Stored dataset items
PR #6603, opened 2026-02-25
Fix(eos_designs): Centralize injection of host-specific info for AristaAvdError and child classes

alexeygorbunov:
## Change Summary

When host is specified in the inventory but it's group/host vars are missing `type` - AVD raises AristaAvdInvalidInputsError pointing to the host used by `run_once` task and not providing any info regarding the host that actually misses type definition: `No device type found. Either set 'type' or 'default_node_types'.`

In some other cases - impacted host is specified twice or incorrect host is specified instead of the one triggering the issue

## Related Issue(s)

Fixes #<ISSUE ID>

## Component(s) name

`arista.avd.avd_designs`

## Proposed changes
- Add `host_context_set: bool` flag to AristaAvdError and use it as a trigger hor appending host-related suffix to the messages
- Modify some message patterns

## How to test
Pytest: eos_designs_negative_unit_tests

### User Checklist

- N/A

### Repository Checklist


python-avd/pyavd/_eos_designs/shared_utils/node_type.py
```diff
@@ -32,7 +32,7 @@ def type(self: SharedUtilsProtocol) -> str:
         if self.default_node_type:
             return self.default_node_type
 
-        msg = "No device type found. Either set 'type' or 'default_node_types'."
+        msg = f"No device type found for host '{self.hostname}'. Either set 'type' or 'default_node_types'."
         raise AristaAvdInvalidInputsError(msg, host=self.hostname)
```
gmuloc, line 36: this showing `self.hostname` should already have appended the hostname. I am not sure the current fix is the right one. Let me take a further look

MaheshGSLAB: We also seen such thing that when something failed on eos_designs_facts it do not show that which host throw that error. I am saying about eos designs molecule

ClausHolbechArista: we may have missed something in the error handling during the refactoring. ~Although the expected error in the negative unit test suggests that this has been an issue for a while.~

ansible_collections/arista/avd/extensions/molecule/eos_designs_negative_unit_tests/inventory/host_vars/missing-mlag-peer.yml
```diff
@@ -15,4 +15,4 @@ l2leaf:
 expected_error_message: >-
   Facts not found for node 'some-missing-device'. Something in the input vars is pointing to this node.
   Check that 'some-missing-device' is in the inventory and is part of the group set by 'fabric_name'.
-  Node is required for host 'missing-mlag-peer'.
+  Node is required (Problematic host: 'some-missing-device').
```
ClausHolbechArista: please don't change this.

python-avd/pyavd/_eos_designs/eos_designs_facts/utils.py
```diff
@@ -27,7 +27,7 @@ def get_peer_facts_generator(self: EosDesignsFactsGeneratorProtocol, peer_name:
                 f"Facts not found for node '{peer_name}'. Something in the input vars is pointing to this node. "
                 f"Check that '{peer_name}' is in the inventory and is part of the group set by 'fabric_name'. Node is required."
             )
-            raise AristaAvdInvalidInputsError(msg)
+            raise AristaAvdInvalidInputsError(msg, host=peer_name)
```
gmuloc: the problem is not on peer_name here it is on the local host referring to it

gmuloc: Maybe 
```suggestion
            raise AristaAvdInvalidInputsError(msg, host=self.hostname)
```

python-avd/pyavd/_errors/__init__.py
```diff
@@ -16,18 +16,24 @@
...
-    def __init__(self, message: str = "An Error has occurred in an arista.avd plugin", host: str | None = None) -> None:
+    def __init__(self, message: str = "An Error has occurred in an arista.avd plugin", host: str | None = None, host_context_set: bool = False) -> None:
         self.host = host
-        self.message = message
+        if host is not None and not host_context_set:
+            self.message = f"{message.removesuffix('.')} (Problematic host: '{host}')."
+            self.host_context_set = True
+        else:
+            self.host_context_set = host_context_set
+            self.message = message
```
gmuloc:
```suggestion
class AristaAvdHostError(AristaAvdError):
    host: str
    def __init__(self, message: str, host: str ) -> None:
      self.host = host ...
      self.message = f"{message} for host {host}."
      super().__init__(self.message, host = self.host)
```
```diff      
- class AristaAvdInvalidInputsError(AristaAvdError):
-    ...
+ class AristaAvdInvalidInputsError(AristaAvdHostError):
+    pass
```

python-avd/pyavd/_eos_designs/eos_designs_facts/get_facts.py
```diff
@@ -81,8 +81,7 @@ def get_facts(
             raise AristaAvdMissingVariableError(variable=e.variable, host=e.host or hostname) from e
         except AristaAvdError as e:
```
gmuloc:
```suggestion
        except AristaAvdHostError:
          raise
        except AristaAvdError as e:
          # keep what's there
```

gmuloc: maybe you can remove all the try / except here and let's see the changes in the error messages

python-avd/pyavd/_errors/__init__.py
alexeygorbunov: Implemented as suggested, except re-defining `host` for AristaAvdHostError as pyright doesn't like it

python-avd/pyavd/_eos_designs/eos_designs_facts/get_facts.py
alexeygorbunov: Removed try/except

python-avd/pyavd/_errors/__init__.py
```diff
@@ -23,10 +23,15 @@ def __init__(self, message: str = "An Error has occurred in an arista.avd plugin
...
-    host: str | None
+class AristaAvdHostError(AristaAvdError):
+    def __init__(self, message: str, host: str = "") -> None:
+        self.host = host
+        self.message = f"{message.removesuffix('.')} for host '{host}'." if host.strip() else message
+        super().__init__(self.message, host=host)
+
 
-    def __init__(self, message: str, host: str | None = None) -> None:
+class AristaAvdInvalidInputsError(AristaAvdHostError):
```
gmuloc, line 32: I think the AristaAvdMissingVariableError should also inherit from the AristaAvdHostError

python-avd/pyavd/_errors/__init__.py
```diff
@@ -23,10 +23,15 @@ def __init__(self, message: str = "An Error has occurred in an arista.avd plugin
         super().__init__(self.message)
 
 
-class AristaAvdInvalidInputsError(AristaAvdError):
-    host: str | None
+class AristaAvdHostError(AristaAvdError):
+    def __init__(self, message: str, host: str = "") -> None:
```
gmuloc: why do you need a default here? (maybe thats required but just checking :) )

alexeygorbunov: This is for the error message cases where "impacted" host is already mentioned in the body of the message and we don't want to prepend it again to the message. I could either pass `host=""` explicitly on the "calling" sides or just have `host=""` as a default in error class definition.
But another option is to review all places where we are raising those exceptions and to make sure they all use the same "pattern" (like they shouldn't be mentioning problematic host in the body of the message is we are supposed to prepand it later anyway)

gmuloc: yup makes sense so a possible way forward is that we do not update the message and in facts and wherever we need to add the hostname (bvecause we are running with run_once and we cannot know) we do it using the e.host to render the error message like we want.

Right now having it everywhere is actually (as we can see in the changes) going to render stuff like this:

```
fatal: [cv-pathfinder-edge1 -> localhost]: FAILED! => {"changed": false, "msg": "'ipv4_acl_in' must be set on WAN interfaces where 'wan_carrier' is set, unless the carrier is configured as 'trusted' under 'wan_carriers'. 'ipv4_acl_in' is missing on L3 interface 'Ethernet1/49.3' for host cv-pathfinder-edge1 ."}
```

for every failure in structured config which is a bit overkill today. What do you think? (I know this is going back and forth a bit :) )

MaheshGSLAB (approved):

ClausHolbechArista:
please address comments and resolve conflicts. Moving to draft for now, so please set it ready for review when done.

WORK TO COMPLETE | Print all the records precisely.

SOLUTION TO THE EXERCISE |
PR #6603, opened 2026-02-25
Fix(eos_designs): Centralize injection of host-specific info for AristaAvdError and child classes

alexeygorbunov:
## Change Summary

When host is specified in the inventory but it's group/host vars are missing `type` - AVD raises AristaAvdInvalidInputsError pointing to the host used by `run_once` task and not providing any info regarding the host that actually misses type definition: `No device type found. Either set 'type' or 'default_node_types'.`

In some other cases - impacted host is specified twice or incorrect host is specified instead of the one triggering the issue

## Related Issue(s)

Fixes #<ISSUE ID>

## Component(s) name

`arista.avd.avd_designs`

## Proposed changes
- Add `host_context_set: bool` flag to AristaAvdError and use it as a trigger hor appending host-related suffix to the messages
- Modify some message patterns

## How to test
Pytest: eos_designs_negative_unit_tests

### User Checklist

- N/A

### Repository Checklist


python-avd/pyavd/_eos_designs/shared_utils/node_type.py
```diff
@@ -32,7 +32,7 @@ def type(self: SharedUtilsProtocol) -> str:
         if self.default_node_type:
             return self.default_node_type
 
-        msg = "No device type found. Either set 'type' or 'default_node_types'."
+        msg = f"No device type found for host '{self.hostname}'. Either set 'type' or 'default_node_types'."
         raise AristaAvdInvalidInputsError(msg, host=self.hostname)
```
gmuloc, line 36: this showing `self.hostname` should already have appended the hostname. I am not sure the current fix is the right one. Let me take a further look

MaheshGSLAB: We also seen such thing that when something failed on eos_designs_facts it do not show that which host throw that error. I am saying about eos designs molecule

ClausHolbechArista: we may have missed something in the error handling during the refactoring. ~Although the expected error in the negative unit test suggests that this has been an issue for a while.~

ansible_collections/arista/avd/extensions/molecule/eos_designs_negative_unit_tests/inventory/host_vars/missing-mlag-peer.yml
```diff
@@ -15,4 +15,4 @@ l2leaf:
 expected_error_message: >-
   Facts not found for node 'some-missing-device'. Something in the input vars is pointing to this node.
   Check that 'some-missing-device' is in the inventory and is part of the group set by 'fabric_name'.
-  Node is required for host 'missing-mlag-peer'.
+  Node is required (Problematic host: 'some-missing-device').
```
ClausHolbechArista: please don't change this.

python-avd/pyavd/_eos_designs/eos_designs_facts/utils.py
```diff
@@ -27,7 +27,7 @@ def get_peer_facts_generator(self: EosDesignsFactsGeneratorProtocol, peer_name:
                 f"Facts not found for node '{peer_name}'. Something in the input vars is pointing to this node. "
                 f"Check that '{peer_name}' is in the inventory and is part of the group set by 'fabric_name'. Node is required."
             )
-            raise AristaAvdInvalidInputsError(msg)
+            raise AristaAvdInvalidInputsError(msg, host=peer_name)
```
gmuloc: the problem is not on peer_name here it is on the local host referring to it

gmuloc: Maybe 
```suggestion
            raise AristaAvdInvalidInputsError(msg, host=self.hostname)
```

python-avd/pyavd/_errors/__init__.py
```diff
@@ -16,18 +16,24 @@
...
-    def __init__(self, message: str = "An Error has occurred in an arista.avd plugin", host: str | None = None) -> None:
+    def __init__(self, message: str = "An Error has occurred in an arista.avd plugin", host: str | None = None, host_context_set: bool = False) -> None:
         self.host = host
-        self.message = message
+        if host is not None and not host_context_set:
+            self.message = f"{message.removesuffix('.')} (Problematic host: '{host}')."
+            self.host_context_set = True
+        else:
+            self.host_context_set = host_context_set
+            self.message = message
```
gmuloc:
```suggestion
class AristaAvdHostError(AristaAvdError):
    host: str
    def __init__(self, message: str, host: str ) -> None:
      self.host = host ...
      self.message = f"{message} for host {host}."
      super().__init__(self.message, host = self.host)
```
```diff      
- class AristaAvdInvalidInputsError(AristaAvdError):
-    ...
+ class AristaAvdInvalidInputsError(AristaAvdHostError):
+    pass
```

python-avd/pyavd/_eos_designs/eos_designs_facts/get_facts.py
```diff
@@ -81,8 +81,7 @@ def get_facts(
             raise AristaAvdMissingVariableError(variable=e.variable, host=e.host or hostname) from e
         except AristaAvdError as e:
```
gmuloc:
```suggestion
        except AristaAvdHostError:
          raise
        except AristaAvdError as e:
          # keep what's there
```

gmuloc: maybe you can remove all the try / except here and let's see the changes in the error messages

python-avd/pyavd/_errors/__init__.py
alexeygorbunov: Implemented as suggested, except re-defining `host` for AristaAvdHostError as pyright doesn't like it

python-avd/pyavd/_eos_designs/eos_designs_facts/get_facts.py
alexeygorbunov: Removed try/except

python-avd/pyavd/_errors/__init__.py
```diff
@@ -23,10 +23,15 @@ def __init__(self, message: str = "An Error has occurred in an arista.avd plugin
...
-    host: str | None
+class AristaAvdHostError(AristaAvdError):
+    def __init__(self, message: str, host: str = "") -> None:
+        self.host = host
+        self.message = f"{message.removesuffix('.')} for host '{host}'." if host.strip() else message
+        super().__init__(self.message, host=host)
+
 
-    def __init__(self, message: str, host: str | None = None) -> None:
+class AristaAvdInvalidInputsError(AristaAvdHostError):
```
gmuloc, line 32: I think the AristaAvdMissingVariableError should also inherit from the AristaAvdHostError

python-avd/pyavd/_errors/__init__.py
```diff
@@ -23,10 +23,15 @@ def __init__(self, message: str = "An Error has occurred in an arista.avd plugin
         super().__init__(self.message)
 
 
-class AristaAvdInvalidInputsError(AristaAvdError):
-    host: str | None
+class AristaAvdHostError(AristaAvdError):
+    def __init__(self, message: str, host: str = "") -> None:
```
gmuloc: why do you need a default here? (maybe thats required but just checking :) )

alexeygorbunov: This is for the error message cases where "impacted" host is already mentioned in the body of the message and we don't want to prepend it again to the message. I could either pass `host=""` explicitly on the "calling" sides or just have `host=""` as a default in error class definition.
But another option is to review all places where we are raising those exceptions and to make sure they all use the same "pattern" (like they shouldn't be mentioning problematic host in the body of the message is we are supposed to prepand it later anyway)

gmuloc: yup makes sense so a possible way forward is that we do not update the message and in facts and wherever we need to add the hostname (bvecause we are running with run_once and we cannot know) we do it using the e.host to render the error message like we want.

Right now having it everywhere is actually (as we can see in the changes) going to render stuff like this:

```
fatal: [cv-pathfinder-edge1 -> localhost]: FAILED! => {"changed": false, "msg": "'ipv4_acl_in' must be set on WAN interfaces where 'wan_carrier' is set, unless the carrier is configured as 'trusted' under 'wan_carriers'. 'ipv4_acl_in' is missing on L3 interface 'Ethernet1/49.3' for host cv-pathfinder-edge1 ."}
```

for every failure in structured config which is a bit overkill today. What do you think? (I know this is going back and forth a bit :) )

MaheshGSLAB (approved):

ClausHolbechArista:
please address comments and resolve conflicts. Moving to draft for now, so please set it ready for review when done.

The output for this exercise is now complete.